▸ **The problem**
Take the material below and reproduce, word for word, only the lines from the line with "four files (above)." through the line with "- **jest, full".

▸ **Entries shown**
Issue #30779, opened 2026-07-31
Audit: ellipsis-tooltip nested inside interactive elements (~32 sites)


chirag-madlani:
## Context

While hand-finishing the Typography sweep's remaining conversions (part of #30565), two real bugs were found and fixed where core `Typography`'s `ellipsis={{ tooltip: true }}` renders a real `<button>` trigger (via `TooltipTrigger`) nested inside another interactive element:

- `UserProfileIcon.component.tsx` — nested inside a dropdown-trigger `Button`.
- `PersonaDetailsCard.tsx` — nested inside a whole-card `onClick` handler.

Both were fixed by switching to a plain `ellipsis` boolean plus a native `title` attribute, which preserves the truncation/hover-text behavior without the invalid button-in-button nesting (which also silently swallowed the parent's click).

## Scope of the follow-up

A repo-wide grep for `ellipsis={{ tooltip` currently turns up 44 files using the tooltip-ellipsis shape. A prior pass estimated roughly 32 of these sit inside another interactive element (button, link, clickable row/card) where the same invalid-nesting / swallowed-click bug class can occur. This issue tracks auditing those sites individually and applying the same fix where warranted.

## Tasks

- [ ] Enumerate every `ellipsis={{ tooltip: ... }}` call site nested inside a `<Button>`, `<Link>`, an `onClick`-bearing element, or another `TooltipTrigger`/interactive ancestor.
- [ ] For each confirmed nesting violation, replace with `ellipsis` (boolean) + native `title` (or restructure so the tooltip trigger isn't nested), following the pattern already used in `UserProfileIcon.component.tsx` and `PersonaDetailsCard.tsx`.
- [ ] Consider a lint rule or codemod check to prevent regressions once the audit is complete.

Sub-issue of #30565.

Co-Authored-By: Claude Fable 5 <noreply@anthropic.com>

chirag-madlani:
Follow-up evidence for the `div.prose` wrapper's blast radius, found while fixing CI on PR #30780 (the final Typography sweep PR). This is the more general case than the ellipsis-tooltip nesting this issue was originally scoped to — core `Typography` wraps its children in `<div className="prose">` on **every** render, regardless of `as`, `ellipsis`, or any other prop. Three concrete, confirmed breakages from that PR's CI run:

**1. `components/Explore/ExploreTree/ExploreTree.tsx` — structural e2e selector broke**

[...]

Issue #30565, opened 2026-07-28
Wave 1: Mechanical primitive sweeps (Typography, Button, Space/Divider, Tag, Tooltip, Badge, Skeleton, Alert, Avatar)


chirag-madlani:
Part of the AntD → `@openmetadata/ui-core-components` migration program.

Codemod-driven sweeps of the highest-count, lowest-risk antd primitives. Each sweep follows the playbook in `docs/antd-migration/README.md`: gap check → mapping guide → codemod → chunked PRs (~20–40 files) → ledger update. Each PR deletes the `.less`/dead code it orphans and regenerates visual baselines for intentionally changed pages.

Sweeps (ledger counts at program start, openmetadata-ui):
- [ ] Typography → core `Typography` (~422 imports)
- [ ] Button → `buttons` (~310)
- [ ] Space / Divider → flex `gap` utilities / `divider`
- [ ] Tooltip → `tooltip`
- [ ] Tag → `tags`
- [ ] Badge → `badges`
- [ ] Skeleton → `skeleton`
- [ ] Alert → `alert`
- [ ] Avatar → `avatar`

Per component: upstream sweep first, Collate repos follow immediately after merge. Done = ledger row reads zero across all repos.

chirag-madlani:
Typography (#30796) and Button (#30809) are done and merged into `antd-migration/wave-1`, both at **0** upstream.

`Space`/`Divider` remain, and they move to the layout work rather than staying here — `Space` is 241 sites and shares a codemod with `Row`/`Col`. See #30566.

Leaving this open only until #30941 (bulk edit tag loss, a regression from the Button sweep) is closed, since that is the outstanding item from wave 1.

PR #30780, opened 2026-07-31
refactor(ui): complete antd Typography migration to ui-core-components

### LINKED ISSUE #30796: Wave 1: complete antd Typography migration (chunks 2-13 + holdouts)
Sub-task of #30565 (epic #30570). Completes the antd Typography → `@openmetadata/ui-core-components` migration for openmetadata-ui: chunks 2–13 (~378 files) plus the final hand-finished holdouts, taking the ledger from 422 → **0**.

Includes the DOM-shape fixes for core Typography's `div.prose` wrapper (ExploreTree testid parent, nested-column links) — see #30779 for the broader audit — and the visual-baseline maintenance for pages whose seeded data is non-deterministic (see #30783 for the harness repair).

Delivered by PR #30780 into `antd-migration/wave-1`.

chirag-madlani:
## Summary

Completes the Typography sweep for `openmetadata-ui` (part of #30565, AntD → `@openmetadata/ui-core-components` migration program).

- **Scope:** ~442 files changed across the sweep, split into chunks 2–13 as separate commits (plus this final hand-finish commit) so the change is bisectable if a visual regression surfaces later. Chunk 1 (`utils/*`) landed in an earlier PR.
- **Ledger:** `openmetadata-ui`'s `Typography` row in `docs/antd-migration/LEDGER.md` goes **422 → 0** (baseline count per `docs/antd-migration/typography.md`). Verified by re-running `tooling/antd-migration/ledger.mjs` against this branch — the `Typography` row is now absent entirely.
- **This PR's own contribution:** hand-finishes the four files the codemod could only partially convert (`AlertDetails.component.tsx`, `ReindexFailures.component.tsx`, `AdminPermissionDebugger.component.tsx`, `UserPermissions.component.tsx`), which had no core equivalent for antd's `code`, `copyable`, and `ellipsis.expandable`. Resolved per the mapping guide's "no direct equivalent" section:
  - `Typography.Text code` → `Typography as="code"` with the rounded/mono/bg-secondary className idiom already established in `ContextRuleCard.component.tsx`.
  - `Typography.Text/Paragraph copyable` → `Typography` composed with the existing `CopyToClipboardButton` in a flex row; `ellipsis.expandable` dropped in favor of `rows: 2` (the cell already sits inside a `Tooltip` showing the full text, so the expand affordance was redundant).
  - Also fixed a regression this hand-edit introduced: core `Typography` always wraps content in an outer `div.prose` regardless of `as`, so nesting the new `as="code"` Typography inside the file's pre-existing `as='p'` Typography produced an invalid `<div>`-in-`<p>` (a `validateDOMNesting` warning not caught by any existing test assertion). Fixed by switching the outer wrapper to `as="div"`.

## Approved mapping decisions (docs/antd-migration/typography.md)

- `Typography.Title level={N}` → `as="hN"` + `size` via the approved `LEVEL_SIZE_MAP` (1→display-sm, 2→display-xs, 3→text-xl, 4→text-lg, 5→text-md). Level 5 dominates real usage (>70%).
- `type="secondary"/"success"/"warning"/"danger"` → `color="secondary"/"success"/"warning"/"danger"` (core `color` prop landed in main ahead of the bulk sweep).
- `strong` → `weight="bold"` (literal-only; dynamic `strong={expr}` was a codemod skip, hand-resolved where it occurred).
- `underline` → `className` gets `tw:underline` appended.
- `Typography.Text` → `Typography` (`as="span"` default); `Typography.Paragraph` → `Typography as="p"`; `Typography.Link` → `Typography as="a"`.

## Codemod vs. hand-finish

The codemod (`tooling/antd-codemods/transforms/antd-typography-to-core.js`) handled the mechanical prop/import rewrites above across chunks 2–13. Hand-finished on top of the codemod:
- Bare `<Typography>` wrappers (codemod deliberately skips these — antd's bare form renders an `<article>`, core's default is `span`; each needed the intended element verified by hand): `BlockEditor/*`, `CustomStatistic.tsx`, `TestCaseIncidentManagerStatus.component.tsx`, `SuccessScreen.tsx`, `SummaryTagsDescription.component.tsx`, `DataInsightHeader.component.tsx`, `ProfilerObjectFieldTemplate.tsx`, `MetricExpression.tsx`, `TourEndModal.tsx`, `Sso*FieldTemplate.tsx`, `ErrorPlaceHolderIngestion.tsx`, `WorkflowArrayFieldTemplate.tsx`.
- Dynamic `Title level={expr}` and `type={expr}`/unsupported `type` values (codemod skips, no fixed value to look up at codemod time).
- The `code`/`copyable`/`ellipsis.expandable` hard gaps in this PR's four files (above).
- **Two real bugs found and fixed** in `UserProfileIcon.component.tsx` and `PersonaDetailsCard.tsx`: core `Typography`'s `ellipsis={{ tooltip: true }}` renders a real `<button>` trigger (via `TooltipTrigger`), which was nested inside another interactive element — a dropdown-trigger `Button` in one case, a whole-card `onClick` in the other. This is invalid HTML (button-in-button) and silently swallowed the parent's click. Fixed by switching to a plain `ellipsis` boolean + native `title` attribute, which preserves the hover-tooltip truncation without the interactive nesting.
  - **Residual risk:** a repo-wide grep for `ellipsis={{ tooltip` turns up 44 files using this shape; a prior pass estimated ~32 of these sit inside another interactive element and share the same bug class. Filed **#30779** (sub-issue of #30565, assigned to @chirag-madlani) to audit and fix the remainder.
- **`PageHeader.interface.ts` fix:** `titleProps`/`subHeaderProps` were still typed against antd's `Typography`/`Paragraph` props after `PageHeader.component.tsx` itself was converted to core Typography (sweep chunk 4/13). antd's `ParagraphProps` inherits a generic HTML `color?: string` from `HTMLAttributes`, which isn't assignable to core Typography's narrower `color?: TypographyColor` union, so `{...subHeaderProps}` stopped type-checking once the component switched. Retyped both props against core's `TypographyProps` — the one genuine new `tsc` error the sweep introduced, isolated by diffing against the pre-sweep baseline.

## Gate results

- **tsc --noEmit:** 0 new errors (523 pre-existing baseline errors, unrelated to this sweep, unchanged before/after — isolated by diffing against `origin/antd-migration/wave-1`).
- **jest, full suite:** `Test Suites: 3 skipped, 1155 passed, 1155 of 1158 total` / `Tests: 52 skipped, 13637 passed, 13689 total`. 0 failures.
- **eslint / prettier / organize-imports:** clean on this PR's own hand-finish commit (one import-order violation and one formatting nit introduced by the hand-edit were caught and fixed before commit; all remaining eslint findings across the four touched files are pre-existing and unrelated, confirmed by diffing lint output against the pre-edit tree).

## Notes

- The Collate-side sweep (`collate-ui`, `collate-local-webserver`) is tracked as a separate PR in the `openmetadata-collate` repo.
- Every converted call site carries DOM-wrapper layout-regression risk per the mapping guide (core `Typography` always renders inside `div.prose`) — the visual-regression baselines under the collate visual project should be checked against the affected pages before merging past this PR into `main`.

## Test plan

- [x] `tsc --noEmit` — 0 new errors vs. pre-sweep baseline
- [x] `jest` full suite — 1155/1158 suites, 13637/13689 tests, 0 failures
- [x] `eslint` / `prettier` / `organize-imports` clean on the hand-finish commit
- [x] Ledger regenerated — `Typography` row absent for `openmetadata-ui`
- [ ] Visual-regression baselines reviewed for pages touched by this sweep (tracked separately, see Notes)

Co-Authored-By: Claude Fable 5 <noreply@anthropic.com>

Fixes #30796


chirag-madlani:
Addressed the review in two commits — `eec96c9` (core) and `d024312` (call sites).

**Findings 1 + 2 share one root cause**, so they're fixed once in core rather than at 442 call sites.

`typography.css` works in two layers: `.prose:not(...)` on the element itself sets only the `--tw-prose-*` vars plus `color`/`font-size`/`line-height`, while `.prose :not(...)` — a *descendant* selector — carries every real typographic rule, each gated on an element type (`p`, `h1`-`h6`, `ol`, `ul`, `li`, `blockquote`, `a`, `code`, `pre`, `img`, `figure`, table).

So the wrapper is genuinely load-bearing for those types — putting `prose` on a `<p>` directly would stop `.prose p` matching and silently drop its margins. But **`span` and `div` are targeted by no rule in that block**, so for them the wrapper contributes only inherited properties, and setting `prose` on the element gives an identical computed style. Those now render without a wrapper; ellipsis and non-default quote variants keep it. Deliberately a small allowlist.

A scan of all 591 files containing `<Typography` reports **no remaining invalid nesting**. The two that survived the core fix (`DataAssetsHeaderExtraInfo`, `MarketPlaceAppDetails`) were inline Typography used purely as layout containers and are now `as="div"`.

**Finding 5 — I did not apply the suggested fix.** The diagnosis is right that the handler never fires today, but the proposed wrapper `<div onClick>` would introduce a different bug. `handleCardClick` is a *toggle*, and the row-level `onClick` on the `<Space>` is still attached. Once #30804 stops the TooltipTrigger swallowing propagation, both handlers fire on one click and cancel each other out — selection would appear frozen. Removed the re-wires instead and left selection to the single row-level handler. This makes the PR depend on #30804, which was already in the merge chain.

Findings 3 and 4 applied as suggested.

**Note for baselines:** this restores inline flow, so it legitimately changes rendering. The current visual-regression baselines were captured *with* the block wrapper, i.e. they encode the regression as expected. They will need regenerating from CI after #30804 and this land — the diffs are the fix, not a new break.

Verified: full consumer suite green (1155 suites / 13,637 tests), core suite 21/21, eslint clean.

▸ **Output of the task**
- The `code`/`copyable`/`ellipsis.expandable` hard gaps in this PR's four files (above).
- **Two real bugs found and fixed** in `UserProfileIcon.component.tsx` and `PersonaDetailsCard.tsx`: core `Typography`'s `ellipsis={{ tooltip: true }}` renders a real `<button>` trigger (via `TooltipTrigger`), which was nested inside another interactive element — a dropdown-trigger `Button` in one case, a whole-card `onClick` in the other. This is invalid HTML (button-in-button) and silently swallowed the parent's click. Fixed by switching to a plain `ellipsis` boolean + native `title` attribute, which preserves the hover-tooltip truncation without the interactive nesting.
  - **Residual risk:** a repo-wide grep for `ellipsis={{ tooltip` turns up 44 files using this shape; a prior pass estimated ~32 of these sit inside another interactive element and share the same bug class. Filed **#30779** (sub-issue of #30565, assigned to @chirag-madlani) to audit and fix the remainder.
- **`PageHeader.interface.ts` fix:** `titleProps`/`subHeaderProps` were still typed against antd's `Typography`/`Paragraph` props after `PageHeader.component.tsx` itself was converted to core Typography (sweep chunk 4/13). antd's `ParagraphProps` inherits a generic HTML `color?: string` from `HTMLAttributes`, which isn't assignable to core Typography's narrower `color?: TypographyColor` union, so `{...subHeaderProps}` stopped type-checking once the component switched. Retyped both props against core's `TypographyProps` — the one genuine new `tsc` error the sweep introduced, isolated by diffing against the pre-sweep baseline.

## Gate results

- **tsc --noEmit:** 0 new errors (523 pre-existing baseline errors, unrelated to this sweep, unchanged before/after — isolated by diffing against `origin/antd-migration/wave-1`).
- **jest, full suite:** `Test Suites: 3 skipped, 1155 passed, 1155 of 1158 total` / `Tests: 52 skipped, 13637 passed, 13689 total`. 0 failures.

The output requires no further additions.